** Data shown follows **
Issue #7125, opened 2022-04-08
Allow selecting Speaker (Audio Out)


danir-de:
### How to use GitHub

* Please use the 👍 [reaction](https://blog.github.com/2016-03-10-add-reactions-to-pull-requests-issues-and-comments/) to show that you are interested into the same feature.
* Please don't comment if you have no relevant information to add. It's just extra noise for everyone subscribed to this issue.
* Subscribe to receive notifications on status change and new comments.

---

**Is your feature request related to a problem? Please describe.**
Currently and thanks to #358 it is possible to select the desired devices like microphone and camera.
What therefor should be possible and is expected by most users, would be the ability to change the audio output device (speaker, headphones,...) on the fly - but it isn't.

We encountered this on multiple occasions:
- When using a Bluetooth headset, there are two audio device profiles: Default (just audio out) and Handsfree (Mic+Out). When starting a call, using the Bluetooth devices microphone, the audio profile switches from Default to Handsfree, in order to be able to use the devices microphone. Since the default output lays on the Default profile of the device, the user can't hear anything anymore, unless he switches the speaker output from the "Default Profile" device to the "Handsfree Profile" device - which can't be done in Talk.
- The user has two sound outputs: Headphones (for music) and a speaker (for Talk). The default output device on the system level is set to the headphone device, since that's what he uses the most. When engaging in a Talk call, the user might want to use the speaker device to be able to speak more freely. This isn't possible, without changing the system settings for the entire browser (or system) to use the alternate device.

**Describe the solution you'd like**
We currently already have settings / selectors for the camera device, as well as the microphone device used. 
"Just add"™ another option for selecting the speaker device, like any other app (TS3, Discord, Skype, Zoom, Teams,...)

**Describe alternatives you've considered**
There are no real alternatives. Changing the output device on system level is only possible for the entire browser, not just for the single tab and isn't something regular users would want to do.

**Additional context**
Here is a screenshot of this being a thing on the browser version of zoom:
![image](https://user-images.githubusercontent.com/4672840/162400744-0bb94817-0c1d-483e-b7d0-245436264c0b.png)

meonkeys:
Can we rename this to "allow changing audio input and output during a call"?

I use a couple of workarounds that do require leaving and re-joining the call, but perhaps they are worth a mention:

1. leave the call, click join, then change the audio input/output just before re-joining
2. change the default mic & speakers in the system settings

My server is v28 and my Talk app is v18.0.5.

[...]

PR #14511, opened 2025-02-27
fix(MediaDevicesSelector): refactor, allow audio output

Antreesy:
### ☑️ Resolves

* Ref #7125 
  * refactor commits are to be squashed
  * [wip] commits are to be removed
  * check by commits for easier review
* Design icon was discussed => test section will be reworked instead separately

image

### 🏁 Checklist

  - [ ] Firefox
  - [ ] Safari
  - [ ] Talk Desktop


ShGKme:
> * Not risky to browser differences / client

I'm unsure it is not risky

src/components/MediaSettings/MediaDevicesSelector.vue
```diff
@@ -60,47 +58,37 @@ const deviceSelectorPlaceholder = computed(() => {
...
-
-// The watcher should not be set as "immediate" to prevent
-// "update:deviceId" from being emitted when mounted with the same value
-// initially passed to the component.
-watch(deviceSelectedOption, (deviceSelectedOption, previousSelectedOption) => {
+/**
+ * Update deviceId if passes required checks
+ * @param newValue selected NcSelect option to update with
+ */
+function updateDeviceId(newValue: NcSelectOption | null) {
```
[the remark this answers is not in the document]
ShGKme: **nitpick:** I think it's simpler to understand the function if it has `deviceId` as the value, and not a general `newValue`

src/components/MediaSettings/MediaDevicesSelector.vue
```diff
@@ -3,21 +3,110 @@
...
+		<NcSelect :model-value="deviceSelectedOption"
+			:input-id="`device-selector-${props.kind}`"
 			:options="deviceOptions"
 			label="label"
 			:aria-label-combobox="t('spreed', 'Select a device')"
 			:clearable="false"
 			:placeholder="deviceSelectorPlaceholder"
-			:disabled="!enabled || !deviceOptionsAvailable" />
+			:disabled="!enabled || !deviceOptionsAvailable"
+			@option:selected="updateDeviceId" />
```
ShGKme, line 109: Before there was `v-model` which handles `@update:modelValue`.

Unlike `update:modelValue`, the new `option:selected` event is only triggered when some new option is selected, but not then it is unselected (`modelValue` is updated to `null`.

ShGKme: Haven't tested, but feels like an error to me

DorraJaouad: We can't unselect there

src/stores/sounds.js
```diff
@@ -52,14 +53,23 @@ export const useSoundsStore = defineStore('sounds', {
...
+					this.audioObjectsPromises[key].catch(error => {
+						console.error(error)
+					})
+				})
+			} else {
+				this.audioObjectsPromises[key] = this.audioObjects[key].play()
+				this.audioObjectsPromises[key].catch(error => {
+					console.error(error)
+				})
+			}
```
DorraJaouad, line 72:
```js
if (this.audioOutputSinkId) {
		 try {
			await audioObject.setSinkId(this.audioOutputSinkId)
		 } catch (error) {
			console.error(error)
		 }
	 }
this.audioObjectsPromises[key] = this.audioObjects[key].play()
				this.audioObjectsPromises[key].catch(error => {
					console.error(error)
				})
```

src/components/MediaSettings/MediaSettings.vue
```diff
@@ -85,6 +85,11 @@
 						:device-id="videoInputId"
 						@refresh="updateDevices"
 						@update:deviceId="handleVideoInputIdChange" />
+					<MediaDevicesSelector kind="audiooutput"
+						:devices="devices"
+						:device-id="soundsStore.audioOutputSinkId"
+						@refresh="updateDevices"
+						@update:deviceId="handleAudioOutputIdChange" />
```
DorraJaouad, line 92: Devices contain audio input too, we need another key to filter with
Also, when testing the speaker and you change the device, the test needs to stop.

src/stores/sounds.js
Antreesy: I'll take a look. But it's wip for testing, will drop it from this PR anyway

src/components/MediaSettings/MediaSettings.vue
Antreesy: yes, and video input too. They are all filtered inside the MediaDevicesSelector.vue

src/components/MediaSettings/MediaDevicesSelector.vue
```diff
@@ -60,47 +58,37 @@ const deviceSelectorPlaceholder = computed(() => {
 	}
 })
 
-
-const deviceSelectedOptionFromDeviceId = computed(() => {
-	return deviceOptions.value.find(option => option.id === props.deviceId)
+const deviceSelectedOption = computed<NcSelectOption | null>(() => {
+	return deviceOptions.value.find(option => option.id === props.deviceId) ?? null
```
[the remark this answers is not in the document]
Antreesy: I'm pretty sure `Array.find()` returns undefined 👀

src/components/MediaSettings/MediaDevicesSelector.vue
ShGKme: Yeah, missed `clearable="false"`.

Then `updateDeviceId` function cannot receive null as an option?

Antreesy: We can't unselect there, but I now found a way to compare with previous selection, like watcher did before

ShGKme (approved):

src/components/MediaSettings/MediaDevicesSelector.vue
Antreesy: Same timing =)
I think it's safer to handle `NcSelectOption|null`, as component supports it? And `updateDeviceId` not receives id only, not the whole option object, so it's `string|null`

src/components/MediaSettings/MediaSettings.vue
DorraJaouad: Indeed, it's not filtered correctly in `MediaDevicesSelector`, that's what I meant

DorraJaouad (approved):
** End of Data shown **
Exercise: Without leaving anything out, output all of the data above exactly.

Written reply:
Issue #7125, opened 2022-04-08
Allow selecting Speaker (Audio Out)


danir-de:
### How to use GitHub

* Please use the 👍 [reaction](https://blog.github.com/2016-03-10-add-reactions-to-pull-requests-issues-and-comments/) to show that you are interested into the same feature.
* Please don't comment if you have no relevant information to add. It's just extra noise for everyone subscribed to this issue.
* Subscribe to receive notifications on status change and new comments.

---

**Is your feature request related to a problem? Please describe.**
Currently and thanks to #358 it is possible to select the desired devices like microphone and camera.
What therefor should be possible and is expected by most users, would be the ability to change the audio output device (speaker, headphones,...) on the fly - but it isn't.

We encountered this on multiple occasions:
- When using a Bluetooth headset, there are two audio device profiles: Default (just audio out) and Handsfree (Mic+Out). When starting a call, using the Bluetooth devices microphone, the audio profile switches from Default to Handsfree, in order to be able to use the devices microphone. Since the default output lays on the Default profile of the device, the user can't hear anything anymore, unless he switches the speaker output from the "Default Profile" device to the "Handsfree Profile" device - which can't be done in Talk.
- The user has two sound outputs: Headphones (for music) and a speaker (for Talk). The default output device on the system level is set to the headphone device, since that's what he uses the most. When engaging in a Talk call, the user might want to use the speaker device to be able to speak more freely. This isn't possible, without changing the system settings for the entire browser (or system) to use the alternate device.

**Describe the solution you'd like**
We currently already have settings / selectors for the camera device, as well as the microphone device used. 
"Just add"™ another option for selecting the speaker device, like any other app (TS3, Discord, Skype, Zoom, Teams,...)

**Describe alternatives you've considered**
There are no real alternatives. Changing the output device on system level is only possible for the entire browser, not just for the single tab and isn't something regular users would want to do.

**Additional context**
Here is a screenshot of this being a thing on the browser version of zoom:
![image](https://user-images.githubusercontent.com/4672840/162400744-0bb94817-0c1d-483e-b7d0-245436264c0b.png)

meonkeys:
Can we rename this to "allow changing audio input and output during a call"?

I use a couple of workarounds that do require leaving and re-joining the call, but perhaps they are worth a mention:

1. leave the call, click join, then change the audio input/output just before re-joining
2. change the default mic & speakers in the system settings

My server is v28 and my Talk app is v18.0.5.

[...]

PR #14511, opened 2025-02-27
fix(MediaDevicesSelector): refactor, allow audio output

Antreesy:
### ☑️ Resolves

* Ref #7125 
  * refactor commits are to be squashed
  * [wip] commits are to be removed
  * check by commits for easier review
* Design icon was discussed => test section will be reworked instead separately

image

### 🏁 Checklist

  - [ ] Firefox
  - [ ] Safari
  - [ ] Talk Desktop


ShGKme:
> * Not risky to browser differences / client

I'm unsure it is not risky

src/components/MediaSettings/MediaDevicesSelector.vue
```diff
@@ -60,47 +58,37 @@ const deviceSelectorPlaceholder = computed(() => {
...
-
-// The watcher should not be set as "immediate" to prevent
-// "update:deviceId" from being emitted when mounted with the same value
-// initially passed to the component.
-watch(deviceSelectedOption, (deviceSelectedOption, previousSelectedOption) => {
+/**
+ * Update deviceId if passes required checks
+ * @param newValue selected NcSelect option to update with
+ */
+function updateDeviceId(newValue: NcSelectOption | null) {
```
[the remark this answers is not in the document]
ShGKme: **nitpick:** I think it's simpler to understand the function if it has `deviceId` as the value, and not a general `newValue`

src/components/MediaSettings/MediaDevicesSelector.vue
```diff
@@ -3,21 +3,110 @@
...
+		<NcSelect :model-value="deviceSelectedOption"
+			:input-id="`device-selector-${props.kind}`"
 			:options="deviceOptions"
 			label="label"
 			:aria-label-combobox="t('spreed', 'Select a device')"
 			:clearable="false"
 			:placeholder="deviceSelectorPlaceholder"
-			:disabled="!enabled || !deviceOptionsAvailable" />
+			:disabled="!enabled || !deviceOptionsAvailable"
+			@option:selected="updateDeviceId" />
```
ShGKme, line 109: Before there was `v-model` which handles `@update:modelValue`.

Unlike `update:modelValue`, the new `option:selected` event is only triggered when some new option is selected, but not then it is unselected (`modelValue` is updated to `null`.

ShGKme: Haven't tested, but feels like an error to me

DorraJaouad: We can't unselect there

src/stores/sounds.js
```diff
@@ -52,14 +53,23 @@ export const useSoundsStore = defineStore('sounds', {
...
+					this.audioObjectsPromises[key].catch(error => {
+						console.error(error)
+					})
+				})
+			} else {
+				this.audioObjectsPromises[key] = this.audioObjects[key].play()
+				this.audioObjectsPromises[key].catch(error => {
+					console.error(error)
+				})
+			}
```
DorraJaouad, line 72:
```js
if (this.audioOutputSinkId) {
		 try {
			await audioObject.setSinkId(this.audioOutputSinkId)
		 } catch (error) {
			console.error(error)
		 }
	 }
this.audioObjectsPromises[key] = this.audioObjects[key].play()
				this.audioObjectsPromises[key].catch(error => {
					console.error(error)
				})
```

src/components/MediaSettings/MediaSettings.vue
```diff
@@ -85,6 +85,11 @@
 						:device-id="videoInputId"
 						@refresh="updateDevices"
 						@update:deviceId="handleVideoInputIdChange" />
+					<MediaDevicesSelector kind="audiooutput"
+						:devices="devices"
+						:device-id="soundsStore.audioOutputSinkId"
+						@refresh="updateDevices"
+						@update:deviceId="handleAudioOutputIdChange" />
```
DorraJaouad, line 92: Devices contain audio input too, we need another key to filter with
Also, when testing the speaker and you change the device, the test needs to stop.

src/stores/sounds.js
Antreesy: I'll take a look. But it's wip for testing, will drop it from this PR anyway

src/components/MediaSettings/MediaSettings.vue
Antreesy: yes, and video input too. They are all filtered inside the MediaDevicesSelector.vue

src/components/MediaSettings/MediaDevicesSelector.vue
```diff
@@ -60,47 +58,37 @@ const deviceSelectorPlaceholder = computed(() => {
 	}
 })
 
-
-const deviceSelectedOptionFromDeviceId = computed(() => {
-	return deviceOptions.value.find(option => option.id === props.deviceId)
+const deviceSelectedOption = computed<NcSelectOption | null>(() => {
+	return deviceOptions.value.find(option => option.id === props.deviceId) ?? null
```
[the remark this answers is not in the document]
Antreesy: I'm pretty sure `Array.find()` returns undefined 👀

src/components/MediaSettings/MediaDevicesSelector.vue
ShGKme: Yeah, missed `clearable="false"`.

Then `updateDeviceId` function cannot receive null as an option?

Antreesy: We can't unselect there, but I now found a way to compare with previous selection, like watcher did before

ShGKme (approved):

src/components/MediaSettings/MediaDevicesSelector.vue
Antreesy: Same timing =)
I think it's safer to handle `NcSelectOption|null`, as component supports it? And `updateDeviceId` not receives id only, not the whole option object, so it's `string|null`

src/components/MediaSettings/MediaSettings.vue
DorraJaouad: Indeed, it's not filtered correctly in `MediaDevicesSelector`, that's what I meant

DorraJaouad (approved):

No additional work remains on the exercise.